Stored data
>>

PR #1281, opened 2026-06-26
auto-task(inner_zero_iff_aux_lemma): golf the PSD trace-zero kernel lemma

yidiq7:
## Summary

Golfs the proof of the private lemma `HermitianMat.inner_zero_iff_aux_lemma` in
`QuantumInfo/ForMathlib/HermitianMat/Inner.lean` (it was even flagged `--TODO cleanup`).

For PSD matrices `A`, `B` the lemma states

```
RCLike.re (A.val * B.val).trace = 0 ↔
  LinearMap.range (Matrix.toEuclideanLin A.val) ≤ LinearMap.ker (Matrix.toEuclideanLin B.val)
```

The **statement is unchanged**; only the proof body is rewritten. No other declaration,
import, or docstring is touched.

## What changed

The previous proof was auto-generated and ~79 lines of heavily repetitive tactics:
nested `have`s with the same name, repeated `obtain ⟨val, property⟩ := A` / `subst`,
several `simp_all only`, an `erw`, and a hand-rolled `nlinarith`/`RCLike.ext` argument
that `tr(MᴴM) = 0 ↔ M = 0`.

The new proof is ~36 lines (including comments) and follows the math directly:

1. **Kernel condition → matrix identity.** `LinearMap.range_le_ker_iff` turns the kernel
   inclusion into `toEuclideanLin B ∘ₗ toEuclideanLin A = 0`; this composition is
   `toEuclideanLin (B * A)` (via `mulVec_mulVec`), so by injectivity of the linear
   equiv it is `B * A = 0`, and by Hermitianness of `A`, `B` it is `A * B = 0`.
2. **Trace step via a single cyclic identity.** Factor `A = Cᴴ C`, `B = Dᴴ D`
   (`CStarAlgebra.nonneg_iff_eq_star_mul_self`). A short cyclic-trace rewrite gives
   `tr(A * B) = tr(EᴴE)` with `E = D Cᴴ`. Since `EᴴE` is PSD its trace is a nonnegative
   real, so `re = 0` forces the trace to vanish; `Matrix.trace_conjTranspose_mul_self_eq_zero_iff`
   then gives `E = 0`, hence `A * B = 0`. The converse is immediate.

This replaces the bespoke sum-of-squares `nlinarith` argument with the existing Mathlib
lemma `Matrix.trace_conjTranspose_mul_self_eq_zero_iff`, and removes all the
`simp_all only` / `obtain`/`subst` boilerplate.

## Verification

- `lake build QuantumInfo.ForMathlib.HermitianMat.Inner` succeeds with no errors or warnings.
- `#print axioms` reports only `propext`, `Classical.choice`, `Quot.sound` — no new axioms,
  no `sorry`.

### DIFF
--- a/QuantumInfo/ForMathlib/HermitianMat/Inner.lean
+++ b/QuantumInfo/ForMathlib/HermitianMat/Inner.lean
@@ -214,85 +214,42 @@ private theorem inner_zero_iff_aux_lemma [DecidableEq n] (hA₁ : A.mat.PosSemid
   RCLike.re (A.val * B.val).trace = 0 ↔
     LinearMap.range (Matrix.toEuclideanLin A.val) ≤
       LinearMap.ker (Matrix.toEuclideanLin B.val) := by
+  -- The kernel inclusion `range ≤ ker` says `(toEuclideanLin B) ∘ (toEuclideanLin A) = 0`, i.e.
+  -- `B * A = 0`, which by Hermitianness of `A` and `B` is `A * B = 0`.
+  rw [LinearMap.range_le_ker_iff,
+    show Matrix.toEuclideanLin B.val ∘ₗ Matrix.toEuclideanLin A.val
+        = Matrix.toEuclideanLin (B.val * A.val) from by
+      ext v; simp [Matrix.toLpLin_apply, Matrix.mulVec_mulVec, Matrix.toEuclideanLin],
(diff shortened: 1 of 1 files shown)


jstoobysmith (approved):
Looks good - approved. Btw some updates to this script, so maybe worth downloading a new version :).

<<

### WORK TASK
Repeat the data exactly as it was given above.

### REPLY
PR #1281, opened 2026-06-26
auto-task(inner_zero_iff_aux_lemma): golf the PSD trace-zero kernel lemma

yidiq7:
## Summary

Golfs the proof of the private lemma `HermitianMat.inner_zero_iff_aux_lemma` in
`QuantumInfo/ForMathlib/HermitianMat/Inner.lean` (it was even flagged `--TODO cleanup`).

For PSD matrices `A`, `B` the lemma states

```
RCLike.re (A.val * B.val).trace = 0 ↔
  LinearMap.range (Matrix.toEuclideanLin A.val) ≤ LinearMap.ker (Matrix.toEuclideanLin B.val)
```

The **statement is unchanged**; only the proof body is rewritten. No other declaration,
import, or docstring is touched.

## What changed

The previous proof was auto-generated and ~79 lines of heavily repetitive tactics:
nested `have`s with the same name, repeated `obtain ⟨val, property⟩ := A` / `subst`,
several `simp_all only`, an `erw`, and a hand-rolled `nlinarith`/`RCLike.ext` argument
that `tr(MᴴM) = 0 ↔ M = 0`.

The new proof is ~36 lines (including comments) and follows the math directly:

1. **Kernel condition → matrix identity.** `LinearMap.range_le_ker_iff` turns the kernel
   inclusion into `toEuclideanLin B ∘ₗ toEuclideanLin A = 0`; this composition is
   `toEuclideanLin (B * A)` (via `mulVec_mulVec`), so by injectivity of the linear
   equiv it is `B * A = 0`, and by Hermitianness of `A`, `B` it is `A * B = 0`.
2. **Trace step via a single cyclic identity.** Factor `A = Cᴴ C`, `B = Dᴴ D`
   (`CStarAlgebra.nonneg_iff_eq_star_mul_self`). A short cyclic-trace rewrite gives
   `tr(A * B) = tr(EᴴE)` with `E = D Cᴴ`. Since `EᴴE` is PSD its trace is a nonnegative
   real, so `re = 0` forces the trace to vanish; `Matrix.trace_conjTranspose_mul_self_eq_zero_iff`
   then gives `E = 0`, hence `A * B = 0`. The converse is immediate.

This replaces the bespoke sum-of-squares `nlinarith` argument with the existing Mathlib
lemma `Matrix.trace_conjTranspose_mul_self_eq_zero_iff`, and removes all the
`simp_all only` / `obtain`/`subst` boilerplate.

## Verification

- `lake build QuantumInfo.ForMathlib.HermitianMat.Inner` succeeds with no errors or warnings.
- `#print axioms` reports only `propext`, `Classical.choice`, `Quot.sound` — no new axioms,
  no `sorry`.

### DIFF
--- a/QuantumInfo/ForMathlib/HermitianMat/Inner.lean
+++ b/QuantumInfo/ForMathlib/HermitianMat/Inner.lean
@@ -214,85 +214,42 @@ private theorem inner_zero_iff_aux_lemma [DecidableEq n] (hA₁ : A.mat.PosSemid
   RCLike.re (A.val * B.val).trace = 0 ↔
     LinearMap.range (Matrix.toEuclideanLin A.val) ≤
       LinearMap.ker (Matrix.toEuclideanLin B.val) := by
+  -- The kernel inclusion `range ≤ ker` says `(toEuclideanLin B) ∘ (toEuclideanLin A) = 0`, i.e.
+  -- `B * A = 0`, which by Hermitianness of `A` and `B` is `A * B = 0`.
+  rw [LinearMap.range_le_ker_iff,
+    show Matrix.toEuclideanLin B.val ∘ₗ Matrix.toEuclideanLin A.val
+        = Matrix.toEuclideanLin (B.val * A.val) from by
+      ext v; simp [Matrix.toLpLin_apply, Matrix.mulVec_mulVec, Matrix.toEuclideanLin],
(diff shortened: 1 of 1 files shown)


jstoobysmith (approved):
Looks good - approved. Btw some updates to this script, so maybe worth downloading a new version :).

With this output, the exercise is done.